Chances increase a little if you selected Bull or antlerless, every time a name is picked and if you had the maximum points (8) there is 1 in 3.64 chance someone with 8 points will get picked, then there is 1 in 2518 chance that person is you. 

I have been putting in since the 80's when you had to mail your app in, the last year of that system someone told my Father in law to out line his envelope with a red marker... Guess what, he got a draw for a antlerless, maybe just a fluke but...


----------



## sullyxlh (Oct 28, 2004)

hunting man said:


> They charge you several hundred dollars cash.


And if one isn't lazy about hunting em
you can save yourself several hundred in cash...


----------



## Bmac (Jul 7, 2002)

hunting man said:


> They charge you several hundred dollars cash.


Plan on $500+ for a fully guided hunt. You may be able to pay a trespass fee of a couple hundred if you can get on private land. If you draw in Club Country you can get in on a hunt for a "donation". My guided hunt was money well spent. I enjoyed every minute and would do it again in a heartbeat. 



sullyxlh said:


> And if one isn't lazy about hunting em
> you can save yourself several hundred in cash...


Yep I guess I was lazy. I walked a few miles through the slash of clear cuts and thick timber following my guide to chase down the 6x7 bull I killed. We then had to drag the 500+ lb dressed animal to a point where we could get it on a sled so we could get it back to the truck.
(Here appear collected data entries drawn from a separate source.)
Issue #19, opened 2018-06-21
Some downloads don't work when Intra is active


bemasc:
Downloads that are implemented using DownloadManager and JobScheduler often don't work through Intra.  This appears to be because Intra's VPN, with its narrow routing, is not marked by Android as having the INTERNET capability.  (The Android source code indicates that a VPN must include 85% of the routing space to qualify for this mark.)  When the default network doesn't have the INTERNET capability mark, DownloadManager hangs (waiting for internet access).

It's not yet clear how we can mitigate this problem in Intra.

bemasc:
It seems like this problem only affects Android 7.0 - 8.1, and is related to the VPN being marked as not having the "INTERNET" attribute, because it only routes a small amount of the address space.

PR #25, opened 2018-07-27
Enable app bypass

bemasc:
This allows a user to select certain apps that should not be
routed through Intra.

This is a workaround for #19, but may also be useful for
advanced users in other situations.

### DIFF
--- a/Android/app/src/main/java/app/intra/SettingsFragment.java
+++ b/Android/app/src/main/java/app/intra/SettingsFragment.java
@@ -81,6 +81,10 @@ public class SettingsFragment extends PreferenceFragmentCompat {
         // Showing ourselves in the list of apps would be confusing and useless.
         continue;
       }
+      if (pm.getLaunchIntentForPackage(info.packageName) == null) {
+        // This is not an app that can actually be launched, so it's confusing to show it.
+        continue;
+      }
       entries.add(new Entry(info.loadLabel(pm).toString(), info.packageName));
     }
     Collections.sort(entries);
--- a/Android/app/src/main/java/app/intra/SettingsFragment.java
+++ b/Android/app/src/main/java/app/intra/SettingsFragment.java
@@ -1,0 +1,94 @@
+package app.intra;
+
+import android.content.pm.ApplicationInfo;
+import android.content.pm.PackageManager;
+import android.os.Build;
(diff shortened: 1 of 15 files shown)


Android/app/src/main/java/app/intra/SettingsFragment.java
```diff
@@ -0,0 +1,94 @@
...
+        // Showing ourselves in the list of apps would be confusing and useless.
+        continue;
+      }
+      entries.add(new Entry(info.loadLabel(pm).toString(), info.packageName));
+    }
+    Collections.sort(entries);
+    labels = new ArrayList<>(entries.size());
+    packageNames = new ArrayList<>(entries.size());
+    for (Entry e : entries) {
+      labels.add(e.label);
```
cjhenck: Should we use the package name as a backup label?

Android/app/src/main/java/app/intra/SettingsFragment.java
```diff
@@ -0,0 +1,94 @@
...
+      apps.setSummary(R.string.old_android);
+    }
+  }
+
+  /**
+   * Update this SettingsFragment's list of installed apps for the "Excluded apps" setting.  This
+   * method must be called before the fragment is displayed.
+   * @param pm The global PackageManager.
+   */
+  public void updateInstalledApps(PackageManager pm) {
```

Did I mention it was barely above zero degrees, over 20 inches of snow and through dense trees that seemed to relish grabbing a leg or antler tine? This took most of the day as I shot it a little after 8 am and the truck tires hit the road to the Atlanta check station after 4 pm. If this makes me lazy I'll gladly accept your attempt at an insult.

Could I have killed an elk without a guide? Probably. 

Would it have been as nice of a bull? Probably not. 

I live several hours from the elk range and had never spent much time in that area before I drew. Gas was $4/gallon that summer and would have cost me more than I paid the guide to drive up enough times to get a feel for the area. Even then the elk are often in different areas in the winter than they are in summer. The guides know the area and the elk. I had my choice of several areas/elk to hunt. I was looking for a 6x6 or larger so we hunted deep in the PR where the guide knew a couple big bulls were.

If you do kill an elk without a guide you better have a few strong friends with you. In the early season you fight the heat to get the elk out quickly and in the late season you may be in deep snow. My guide made a couple of calls and had several people there willing to help. 

Again, I wouldn't change a thing as it was a once in a lifetime hunt.

Good Luck to all those who drew this year!


----------



## srconnell22 (Aug 27, 2007)

sullyxlh said:


> And if one isn't lazy about hunting em
> you can save yourself several hundred in cash...


Feel free to come walk with us for five or six days... You'll have a whole new meaning for the term lazy.
_Posted via Mobile Device_


----------